Exercise objective: Write out exactly the lines of the entries below from the one holding "PR #819, opened 2025-01-07" to the one holding "Approved but I had some comments/ questions", inclusive, and leave out all other lines.

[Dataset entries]
▬▬▬▬▬▬
Issue #663, opened 2024-11-11
Replace `instant` crate with `web_time`


scouten-adobe:
The `instant` crate is no longer maintained and is the subject of a new RUSTSEC advisory. Authors recommend replacing it with [`web_time`](https://crates.io/crates/web-time).

I've added a temporary exemption for the security alert, but let's look into replacing it ASAP.

PR #784, opened 2024-12-17
Move `verify_trust` into `c2pa_crypto`

scouten-adobe:


scouten-adobe:
DRAFT. TO DO:

- [ ] Move WASM version of `verify_trust` over
- [ ] Remove `c2pa-rs` versions of functions and rewire code in `cose_validator` to use this

internal/crypto/src/cose/certificate_profile.rs
```diff
@@ -0,0 +1,518 @@
...
+    x509::{AlgorithmIdentifier, X509Version},
+};
+
+use crate::{asn1::rfc3161::TstInfo, cose::CertificateTrustPolicy};
+
+/// Verify that an X.509 certificate meets the requirements stated in [§14.5.1,
+/// Certificate Profiles].
+///
+/// [§14.5.1, Certificate Profiles]: https://c2pa.org/specifications/specifications/2.1/specs/C2PA_Specification.html#_certificate_profiles
+pub fn check_certificate_profile(
```
scouten-adobe, line 34: This is the function formerly known as `check_cert` in `cose_validator.rs`.

internal/crypto/src/tests/fixtures/raw_signature/ps256.pub
```diff
@@ -1,36 +1,76 @@
 -----BEGIN CERTIFICATE-----
```
scouten-adobe, line 1: These test fixtures were regenerated to match what was in the `c2pa-rs` test fixture directory.

In a prior PR, I had generated new `ps***` certs and private keys, but that turned out to be unnecessary.

internal/crypto/src/webcrypto/check_certificate_trust.rs
```diff
@@ -0,0 +1,286 @@
...
+    SigningAlg,
+};
+
+pub(crate) async fn check_certificate_trust(
+    ctp: &CertificateTrustPolicy,
+    chain_der: &[Vec<u8>],
+    cert_der: &[u8],
+    _signing_time_epoch: Option<i64>,
+) -> Result<(), CertificateTrustError> {
+    // TO DO: Add verification of signing time.
```
scouten-adobe, line 34: May not be relevant since we do this in `check_certificate_profile` above,

sdk/Cargo.toml
```diff
@@ -136,7 +136,6 @@ image = { version = "0.24.7", default-features = false, features = [
     "png",
 ], optional = true }
 instant = "0.1.12"
-openssl = { version = "0.10.61", features = ["vendored"], optional = true }
```
scouten-adobe, line 139: ‼️

sdk/src/cose_validator.rs
```diff
@@ -106,403 +79,6 @@ fn get_cose_sign1(
     }
 }
 
-pub(crate) fn check_cert(
```
scouten-adobe, line 109: Moved into `c2pa_crypto` crate above.

sdk/src/error.rs
```diff
@@ -288,10 +288,6 @@ pub enum Error {
     #[error("could not acquire OpenSSL FFI mutex")]
     OpenSslMutexError,
```
scouten-adobe, line 290: There are probably more error codes I could remove. Will do that in a subsequent PR.

sdk/src/salt.rs
```diff
@@ -55,20 +55,11 @@ impl Default for DefaultSalt {
 
 impl SaltGenerator for DefaultSalt {
     fn generate_salt(&self) -> Option<Vec<u8>> {
-        #[cfg(feature = "openssl_sign")]
+        #[cfg(target_arch = "wasm32")]
         {
-            let mut salt = vec![0u8; self.salt_len];
```
scouten-adobe, line 60: @mauricefisher64 check this one especially. Is there something special about `openssl`'s implementation of `rand_bytes` that we'd want to preserve? LMK and I'll adapt if so.

scouten-adobe:
Fixes #663

internal/crypto/src/cose/certificate_trust_policy.rs
```diff
@@ -54,21 +57,67 @@ impl Default for CertificateAcceptancePolicy {
...
+    /// period of validity.
+    #[allow(unused)] // parameters may be unused in some cases
+    #[async_generic]
+    pub fn check_certificate_trust(
+        &self,
+        chain_der: &[Vec<u8>],
+        end_entity_cert_der: &[u8],
+        signing_time_epoch: Option<i64>,
+    ) -> Result<(), CertificateTrustError> {
+        if _async {
```
mauricefisher64, line 93: Do we support the sync wasm path now?

scouten-adobe: No. The non `_async` case will fall through to the error response at line 116.

internal/crypto/src/openssl/check_certificate_trust.rs
```diff
@@ -0,0 +1,77 @@
...
+
+pub(crate) fn check_certificate_trust(
+    ctp: &CertificateTrustPolicy,
+    chain_der: &[Vec<u8>],
+    cert_der: &[u8],
+    signing_time_epoch: Option<i64>,
+) -> Result<(), CertificateTrustError> {
+    // First check to see if the certificate appears on the allowed list of
+    // end-entity certificates.
+    if ctp.end_entity_cert_ders().any(|der| der == cert_der) {
```
mauricefisher64, line 32: Looks like you removed this behavior:

// check the cert against the allowed list first
    let cert_sha256 = hash_sha256(ee_der);
    let cert_hash_base64 = base64::encode(&cert_sha256);
    if th.get_allowed_list().contains(&cert_hash_base64) {
        return Ok(true);
    }
This was an optimization we use for the Verify site.  Verify only stores the hashes of the der encoded pems.  That greatly reduced the size of the payload and speed of lookup that Verify performs.

mauricefisher64: Same thing in the wasm case.

internal/crypto/src/webcrypto/check_certificate_trust.rs
mauricefisher64: I think we can remove this comment since we check signing cert in cose_sign

internal/crypto/src/openssl/check_certificate_trust.rs
scouten-adobe: Ah, I wasn't aware of that use case, but I'll add it back.

sdk/src/salt.rs
mauricefisher64: The only requirement is it should be a cryptographically random number generator.

internal/crypto/src/cose/certificate_trust_policy.rs
mauricefisher64: Ok, a todo for Colin's case.

internal/crypto/src/openssl/check_certificate_trust.rs
mauricefisher64: If you look at load_allowed_list in the old versions you will see we allow you to use either PEM or DER hashes.  Verify uses DER hashes.

mauricefisher64: Note this code should go away one day when we stop supporting end-entity certs.

internal/crypto/src/cose/certificate_trust_policy.rs
```diff
@@ -28,8 +30,9 @@ pub struct CertificateTrustPolicy {
     /// Trust anchors (root X.509 certificates) in DER format.
     trust_anchor_ders: Vec<Vec<u8>>,
 
-    /// End-entity certificaters (root X.509 certificates) in DER format.
-    end_entity_cert_ders: Vec<Vec<u8>>,
+    /// Base-64 encoded SHA-256 has of end-entity certificaters (root X.509
```
scouten-adobe, line 33: Typo: `has` should be `hash`

scouten-adobe: Will fix after meeting

mauricefisher64 (approved):
Looks good

internal/crypto/src/openssl/check_certificate_trust.rs
scouten-adobe: Actually, if I read this right, we were already using DERs under the hood here. Which means Verify should be fine. And makes sense since the underlying API only accepts DER-encoded end-entity certs.

So I think this is OK as is. (Happy to change after merging if that's wrong.)

PR #801, opened 2024-12-24
feat: Move COSE signature verification into `c2pa_crypto`

scouten-adobe:


scouten-adobe:
There are some known test failures here; I'll clean those up later. (End of my flight-delay-induced working session. 🎅 )

PR #707, opened 2024-12-04
feat: Claim v2

mauricefisher64:
## Changes in this pull request
Support V2 Claim processing

## Checklist
- [x] This PR represents a single feature, fix, or change.
- [x] All applicable changes have been documented.
- [ \x] Any `TO DO` items (or similar) have been entered as GitHub issues and the link to that issue has been included in a comment.

PR #811, opened 2025-01-02
fix: Bring `claim_v2` changes from #707 into `c2pa_crypto`

scouten-adobe:
Review #707 for changes that should be incorporated into `c2pa_crypto` crate.

The biggest change is the introduction of the `TimeStampStorage` enum, which can select V1 (now deprecated) or V2 (new as of C2PA 2.x) handling of `sigTst` or `sigTst2` time stamp headers.

### DIFF
--- a/sdk/src/cose_sign.rs
+++ b/sdk/src/cose_sign.rs
@@ -16,7 +16,9 @@
 #![deny(missing_docs)]
 
 use async_generic::async_generic;
-use c2pa_crypto::cose::{check_certificate_profile, sign, sign_async, CertificateTrustPolicy};
+use c2pa_crypto::cose::{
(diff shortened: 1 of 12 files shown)


sdk/src/cose_sign.rs
```diff
@@ -90,9 +93,15 @@ pub fn sign_claim(claim_bytes: &[u8], signer: &dyn Signer, box_size: usize) -> R
 #[async_generic(async_signature(
     signer: &dyn AsyncSigner,
     data: &[u8],
-    box_size: usize
+    box_size: usize,
+    time_stamp_storage: TimeStampStorage,
```
scouten-adobe, line 97: @mauricefisher64 this will match up with changes you've made over in #707.

PR #813, opened 2025-01-02
feat: Review `c2pa-crypto` crate API

scouten-adobe:


internal/crypto/src/asn1/rfc3161.rs
```diff
@@ -24,11 +24,6 @@ use crate::asn1::{rfc4210::PkiFreeText, rfc5652::ContentInfo};
 /// 1.2.840.113549.1.9.16.1.4
 pub const OID_CONTENT_TYPE_TST_INFO: ConstOid = Oid(&[42, 134, 72, 134, 247, 13, 1, 9, 16, 1, 4]);
 
-/// id-aa-timeStampToken
```
scouten-adobe, line 27: I made `mod asn1` private, which led to a lot of dead-stripping such as this.

PR #819, opened 2025-01-07
chore: Install `cargo udeps` directly rather than using action

scouten-adobe:
The `cargo-udeps-action` has not been updated in more than a year and no longer operates on GitHub's Ubuntu runner.


scouten-adobe:
This PR is a workaround for https://github.com/aig787/cargo-udeps-action/issues/6.

PR #835, opened 2025-01-10
chore(crypto): Remove `openssl` feature flag

scouten-adobe:
Use OpenSSL whenever not building for WASM architecture.


sdk/Cargo.toml
```diff
@@ -32,8 +32,8 @@ file_io = ["openssl_sign"]
 serialize_thumbnails = []
 no_interleaved_io = ["file_io"]
 fetch_remote_manifests = []
-openssl = ["c2pa-crypto/openssl"]
-openssl_sign = ["openssl", "c2pa-crypto/openssl"]
+openssl = []
```
scouten-adobe, line 35: Should we remove the feature here, too?

PR #853, opened 2025-01-15
feat(crypto): Add `rsa` crate support to `rust_native_crypto` feature

scouten-adobe:
Also makes RSA-PSS signatures available in WASM.


internal/crypto/src/raw_signature/rust_native/signers/rsa_signer.rs
```diff
@@ -0,0 +1,181 @@
...
+            RsaSigningAlg::Ps512 => {
+                let s = SigningKey::<Sha512>::new(self.private_key.clone());
+                let sig = s.sign_with_rng(&mut rng, data);
+                Ok(sig.to_bytes().to_vec())
+            }
+        }
+    }
+
+    fn reserve_size(&self) -> usize {
+        1024 + self.cert_chain_len + self.time_stamp_size
```
mauricefisher64, line 161: This should probably include OCSP size if part of this signer

mauricefisher64 (approved):
Approved but I had some comments/ questions

internal/crypto/src/raw_signature/webcrypto/async_validators/mod.rs
```diff
@@ -62,21 +45,10 @@ pub(crate) fn async_validator_for_sig_and_hash_algs(
         } else if hash_alg.as_ref() == SHA512_OID.as_bytes() {
             return async_validator_for_signing_alg(SigningAlg::Es512);
         }
-    } else if sig_alg.as_ref() == ED25519_OID.as_bytes() {
```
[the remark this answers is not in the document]
scouten-adobe: Yes, it now goes through the `rust_native` path. The scope of `webcrypto` is now limited to what isn't (yet?) implemented in `rust_native`.

internal/crypto/src/raw_signature/rust_native/signers/rsa_signer.rs
scouten-adobe: @mauricefisher64 do we have a way to estimate OCSP size ahead of time?

PR #854, opened 2025-01-16
chore: Additional exports to enable easy unit tests writing

tmathern:
Additional exports to enable easy unit tests writing, based on code from https://github.com/contentauth/c2pa-rs/blob/main/cawg_identity/src/tests/claim_aggregation/interop.rs.

## Checklist


scouten-adobe (changes requested):
This PR is not viable as proposed because it introduces a circular dependency between `cawg_identity` and `c2pa-rs`. Circular crate dependencies are not allowed in Rust.

tmathern:
I moved to something else for the unit tests.

PR #856, opened 2025-01-16
fix(c2patool): Upload a distinct SBOM per platform

scouten-adobe:
(No-op change to c2patool's Cargo.toml to trigger new builds when we release again.)

### DIFF
--- a/cli/Cargo.toml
▬▬▬▬▬▬
Response:
PR #819, opened 2025-01-07
chore: Install `cargo udeps` directly rather than using action

scouten-adobe:
The `cargo-udeps-action` has not been updated in more than a year and no longer operates on GitHub's Ubuntu runner.


scouten-adobe:
This PR is a workaround for https://github.com/aig787/cargo-udeps-action/issues/6.

PR #835, opened 2025-01-10
chore(crypto): Remove `openssl` feature flag

scouten-adobe:
Use OpenSSL whenever not building for WASM architecture.


sdk/Cargo.toml
```diff
@@ -32,8 +32,8 @@ file_io = ["openssl_sign"]
 serialize_thumbnails = []
 no_interleaved_io = ["file_io"]
 fetch_remote_manifests = []
-openssl = ["c2pa-crypto/openssl"]
-openssl_sign = ["openssl", "c2pa-crypto/openssl"]
+openssl = []
```
scouten-adobe, line 35: Should we remove the feature here, too?

PR #853, opened 2025-01-15
feat(crypto): Add `rsa` crate support to `rust_native_crypto` feature

scouten-adobe:
Also makes RSA-PSS signatures available in WASM.


internal/crypto/src/raw_signature/rust_native/signers/rsa_signer.rs
```diff
@@ -0,0 +1,181 @@
...
+            RsaSigningAlg::Ps512 => {
+                let s = SigningKey::<Sha512>::new(self.private_key.clone());
+                let sig = s.sign_with_rng(&mut rng, data);
+                Ok(sig.to_bytes().to_vec())
+            }
+        }
+    }
+
+    fn reserve_size(&self) -> usize {
+        1024 + self.cert_chain_len + self.time_stamp_size
```
mauricefisher64, line 161: This should probably include OCSP size if part of this signer

mauricefisher64 (approved):
Approved but I had some comments/ questions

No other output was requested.